In the US, the growth rate has already slid from 4.2 per cent in the second quarter of 2018 to an annualised rate of 3.1 per cent in the first quarter of this year.

In a similar vein, China’s GDP growth has weakened to 6.2 per cent in the second quarter of 2019, the lowest for the country since March 1992.

According to Lu Ting, chief China economist at Nomura, China’s GDP growth may further ease to 5.8 per cent next year if next Tuesday’s resumed trade talks in Shanghai yield no immediate results, with the consequence of additional tariffs on exports from China.

Experts warn both China and the US will have to pay the price of slower economic growth and more expensive imports as they disengage. Photo: AFP

But experts said Beijing would not sit still while its economy suffered, and there was room to make adjustments, or even to strike a deal with Trump in the months ahead.

“China can improve intellectual property protection, accelerate reforms and open the market wider to foreign players,” researcher Chen Fengying said.
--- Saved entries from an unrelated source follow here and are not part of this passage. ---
PR #2344, opened 2015-07-02
Expand the search API docs

seanh:
This adds docs for many undocumented params and features of the search
API.

Also removes docs of the (legacy) quote param. Annotations no longer
have this field.

### DIFF
--- a/docs/api.rst
+++ b/docs/api.rst
@@ -107,12 +107,75 @@ search
           "total": 1
       }
 
-   :query limit: number of results to return
-   :query offset: index into the complete result set
-   :query uri: limit results to annotations of `uri` (must be urlencoded)
-   :query user: limit results to annotations created by `user`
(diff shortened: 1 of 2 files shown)


seanh:
- [ ] Some of the documented features don't have tests
- [ ] When searching for a uri (or uri.parts?) we expand the search to also cover uris of equivalent documents, should document this (may also affect "any" searches)
- [ ] Add todo for documenting the document param

tilgovi:
I don't think uri.parts is expanded and so it doesn't affect any searches either.

URI.parts currently hase `.` as a delimiter, so the example (`example.com`) won't do what it describes.

tilgovi:
Other than that second bit about `uri.parts` this is so solid, thank you.

seanh:
I can't remember what it was that I wanted to add a test for. Calling this done

seanh:
Rebased, the landscape problem should be fixed (ignored) now

PR #2345, opened 2015-07-03
Be slightly more defensive when processing annotations for the atom feed.

nickstenning:
When processing annotations for the Atom feed, we need to be slightly
more defensive -- the assumptions we'd like to make about annotation
structure aren't always true.

Fixes https://app.getsentry.com/hypothesis/prod/group/68815541/.


tilgovi:
Thanks. I saw this yesterday, too, but didn't get a chance to finish the patch. :beers:

PR #2346, opened 2015-07-03
Faster api

nickstenning:
The stream atom feed is currently timing out in production. There is a bunch of different stuff going on here (including the fact that the atom feed makes requests to our API by going out to the public internet and back in rather than directly to the service running on the same host...) but benchmarking suggests that the two biggest sources of slowness are:

1. JSON serialisation (specifically "pretty" output)
2. Making two identical queries to ElasticSearch instead of one...

In addition, I think 1000 annotations in the atom feed is probably a bit much -- an atom feed approaching a megabyte seems excessive. I've dropped the default number of annotations to 100.

With these three changes we go from about 1 request per second...

```
$ wrk -c1 -d10s -t1 'http://localhost:5000/stream.atom'
Running 10s test @ http://localhost:5000/stream.atom
  1 threads and 1 connections
  Thread Stats   Avg      Stdev     Max   +/- Stdev
    Latency   727.94ms   31.91ms 772.22ms   53.85%
    Req/Sec     1.00      0.00     1.00    100.00%
  13 requests in 10.09s, 10.79MB read
Requests/sec:      1.29
Transfer/sec:      1.07MB
```

...to about 13:

```
$ wrk -c1 -d10s -t1 'http://localhost:5000/stream.atom'
Running 10s test @ http://localhost:5000/stream.atom
  1 threads and 1 connections
  Thread Stats   Avg      Stdev     Max   +/- Stdev
    Latency    71.99ms   17.25ms 159.24ms   95.10%
    Req/Sec    13.58      5.06    20.00     57.29%
  139 requests in 10.03s, 12.61MB read
Requests/sec:     13.86
Transfer/sec:      1.26MB
```

### DIFF
--- a/h/app.py
+++ b/h/app.py
@@ -5,7 +5,6 @@ import logging
 import os
 
 from pyramid.config import Configurator
-from pyramid.renderers import JSON
 from pyramid.wsgi import wsgiapp2
 
 from h.api.middleware import permit_cors
@@ -97,7 +96,6 @@ def create_api(global_config, **settings):
     config.set_authorization_policy(acl_authz)
     config.set_root_factory('h.api.resources.create_root')
 
-    config.add_renderer('json', JSON(indent=4))
     config.add_subscriber('h.api.subscribers.set_user_from_oauth',
                           'pyramid.events.ContextFound')
     config.add_tween('h.api.tweens.auth_token')
--- a/h/api/search.py
+++ b/h/api/search.py
@@ -124,10 +124,13 @@ def search(request_params, user=None):
               request_params.get('uri'))
 
     query = build_query(request_params)
-    results = models.Annotation.search_raw(query, user=user)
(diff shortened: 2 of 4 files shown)


h/app.py
```diff
@@ -97,7 +97,7 @@ def create_api(global_config, **settings):
     config.set_authorization_policy(acl_authz)
     config.set_root_factory('h.api.resources.create_root')
 
-    config.add_renderer('json', JSON(indent=4))
+    config.add_renderer('json', JSON())
```
tilgovi: You can just remove this line then. The 'json' renderer is a default and I was just overriding it here.

tilgovi:
Other than my comment about the 'json' renderer this is great. Merge it after you fix that.

tilgovi:
Never mind. I've got it.

PR #2348, opened 2015-07-06
Search for one URI

nickstenning:
Previously, when loading Hypothesis into a page, the client would make
one search request for each and every URI found on the page, including
those found by the document metadata scanners (in the Annotator
"Document" and "PDF" plugins.)

This is wasteful of network bandwidth, and moreover should not be
necessary in most cases due to the ability to expand to equivalent URIs
on the server side.

The component responsible for coordinating communication across page
frames is the "crossframe" service. This services maintains a registry
of page frames (previously called "providers") and their associated
metadata. This commit reduces the metadata stored to simply the page
URL, or in the case of PDF documents, the fingerprint URN.

### DIFF
--- a/h/static/scripts/annotation-ui-sync.coffee
+++ b/h/static/scripts/annotation-ui-sync.coffee
@@ -1,4 +1,4 @@
-# Uses a channel between the sidebar and the attached providers to ensure
+# Uses a channel between the sidebar and the attached frames to ensure
 # the interface remains in sync.
 module.exports = class AnnotationUISync
   ###*
--- a/h/static/scripts/cross-frame.coffee
+++ b/h/static/scripts/cross-frame.coffee
@@ -1,7 +1,5 @@
 # Instantiates all objects used for cross frame discovery and communication.
 module.exports = class CrossFrame
-  providers: null
-
   this.inject = [
     '$rootScope', '$document', '$window', 'store', 'annotationUI'
     'Discovery', 'bridge',
@@ -12,7 +10,7 @@ module.exports = class CrossFrame
     Discovery, bridge,
     AnnotationSync, AnnotationUISync
   ) ->
-    @providers = []
+    @frames = []
 
     createDiscovery = ->
       options =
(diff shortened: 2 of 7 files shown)


nickstenning:
@tilgovi fancy reviewing this?

tilgovi:
If it pleases I'd like to wait until I merge anchoring-rewrite. Otherwise, that's going to get messy.

tilgovi:
I'll get a PR for it open today.

nickstenning:
Rebased.

tilgovi:
This is fine, but it will cause the first person to visit a new URL to not see any annotations. I'm not sure that's acceptable.

For instance, if one person annotates a page heavily and shares it with a friend, that friend might show up and find themselves redirected to the mobile version and see no annotations.

tilgovi:
Would love @judell thoughts here.

What's changing is that we won't be returning all the annotations on all the aliases for a page _until an annotation is saved that adds the alias to the server-side database_.

tilgovi:
I might prefer to see us send multiple URIs in a post body or something rather than just send one URI.

nickstenning:
So in the long run, I'm imagining that the submission of document metadata will simply be orthogonal. When you make a search query, a prior request will have submitted the metadata for the page you're on.

If we want to hold off on breaking this edge case until then, we'll need a way to submit `OR` queries for multiple URLs, which we don't currently have. I'm not overly keen to change the public API in this way without some careful thought.

nickstenning:
And just so we're clear, it doesn't necessarily mean the first person visiting that page sees no annotations, it means the first person visiting a page *for which we have no equivalence metadata, but where equivalence metadata exists on that page* sees no annotations.

So in the example you gave, I'm assuming it's pretty likely the original annotation(s) will have carried equivalence metadata that referenced the mobile site, and thus it will all work just fine.

The clear case is where annotations are first made on a PDF representation -- there the only metadata we *can* retrieve is the current URL and the PDF fingerprint -- so people who visit the HTML representation (even if that HTML representation contains a link to the PDF) will be missing out.

I'm sure you're aware of all this -- just adding it here for clarity for other readers.

tilgovi:
Is it typical to have, say, rel=alternate on a site that points at the
mobile version? I didn't think so. Maybe I'm wrong.

judell:
"So in the long run, I'm imagining that the submission of document metadata will simply be orthogonal. When you make a search query, a prior request will have submitted the metadata for the page you're on."

My understanding also.

"It means the first person visiting a page for which we have no equivalence metadata, but where equivalence metadata exists on that page sees no annotations."

Got it (I think), thanks.

"It's pretty likely the original annotation(s) will have carried equivalence metadata that referenced the mobile site"

Checking my understanding: that equivalence metadata was gathered server-side when the original annotation arrived, correct? (Or, perhaps, injected by manual or automated mechanisms as yet undefined.)

tilgovi:
I'm gonna merge this optimistically. Sites that are serious about SEO should have a rel=alternate to the mobile version just as they have a rel=canonical back to a canonical version.

We'll see how it goes.

PR #2349, opened 2015-07-06
Thread collapsing redux

JakeHartnell:
This reintroduces the thread collapsing improvements as described in #2337.

It appears that commit https://github.com/hypothesis/h/commit/cdddb16bdfd075b4268c8f5b883fa79b54f554b6 broke thread collapsing by hiding the bodies of top level annotations. This has been fixed by a small adjustment to annotations.scss.


tilgovi:
Cool. I'm poking at this and found a couple rough edges. Collapsing annotations while they are being edited results in awkwardly having save/cancel buttons without the annotation body. Hiding these results in a small, excess margin on annotations being edited. Hiding this results in new drafts disappearing completely when collapsed if the user is not logged in. I've mostly addressed all these and I'll push in the morning for your review.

Chen, former head of the World Economy Institute at the China Institute of Contemporary International Relations, said these were things China could and should do, despite rising nationalistic criticism there which has seen advocates for a faster pace of reform and opening up labelled as traitors in recent months.

“They are for China’s own good, and not compromises or concessions to the US,” she said.

Xi Jinping cannot afford, and so will not allow, his administration to be ‘bullied’ by Washington into submission.
Steve Tsang

Steve Tsang, director of the SOAS China Institute at the University of London, said the course of decoupling was not set in stone and could be changed, but it would not be reversed.

“The general sense that the previous US-China policy of engagement has failed, enabling China to catch up and pose a security threat to the US, is a bipartisan one [in Washington], so it will survive Trump,” Tsang said.

“Chinese President Xi Jinping cannot afford, and so will not allow, his administration to be ‘bullied’ by Washington into submission.

“While Trump started [the decoupling], Xi has been preparing for [China’s] own version for a while,” he said, noting the Chinese Communist Party’s scepticism and denial of “western concepts” such as constitutionalism, universal values and civil society.

“Since Xi has intended to decouple at a time of his choosing anyway, he will not reverse course now since the US is on the offensive on this,” Tsang said.

Meanwhile in Shenzhen, SunXing Light Alloys Materials is continuing its efforts to reduce China’s reliance on overseas expertise.

The company recently completed research into a new ferrotitanium product, crucial in the making of high-end special steel with military and civilian applications.

SunXing deputy manager Zhou Zhi is confident the company is on the right track, regardless of how the feud between China and the US plays out.

“China must be able to produce [special steels] independently and own the supply chain from beginning to end,” he said. “Only by doing so, will China not be seized by the throat in the trade war if the US stops supplying certain goods.”